PR #751, opened 2023-06-09
Add background task to report deadlocks

luckysori:
From the `parking_lot` documentation it looks like we need to add something like this to know what deadlocks have been detected.


klochowicz:
thank you for spotting the missing link! ❤️

PR #752, opened 2023-06-09
Build `rust-lightning` with `backtrace` flag

luckysori:
We are temporarily activating this by default to investigate a deadlock.

We have to use a `nightly` toolchain to be able to use this flag.

### DIFF
--- a/.cargo/config.toml
+++ b/.cargo/config.toml
@@ -4,6 +4,8 @@
 rustflags = [
   "--cfg",
   "tokio_unstable",
+  "--cfg",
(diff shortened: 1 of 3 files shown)


luckysori:
Building the corresponding Docker image for the coordinator fails: https://github.com/get10101/10101/actions/runs/5218029932/jobs/9418438307#step:6:478.

I am able to build it locally so for now I will:

- Push the image manually to the correct tag to keep testing.
- Revert this patch and just apply it locally when necessary.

============================================================

Restate each record above word for word.

PR #751, opened 2023-06-09
Add background task to report deadlocks

luckysori:
From the `parking_lot` documentation it looks like we need to add something like this to know what deadlocks have been detected.


klochowicz:
thank you for spotting the missing link! ❤️

PR #752, opened 2023-06-09
Build `rust-lightning` with `backtrace` flag

luckysori:
We are temporarily activating this by default to investigate a deadlock.

We have to use a `nightly` toolchain to be able to use this flag.

### DIFF
--- a/.cargo/config.toml
+++ b/.cargo/config.toml
@@ -4,6 +4,8 @@
 rustflags = [
   "--cfg",
   "tokio_unstable",
+  "--cfg",
(diff shortened: 1 of 3 files shown)


luckysori:
Building the corresponding Docker image for the coordinator fails: https://github.com/get10101/10101/actions/runs/5218029932/jobs/9418438307#step:6:478.

I am able to build it locally so for now I will:

- Push the image manually to the correct tag to keep testing.
- Revert this patch and just apply it locally when necessary.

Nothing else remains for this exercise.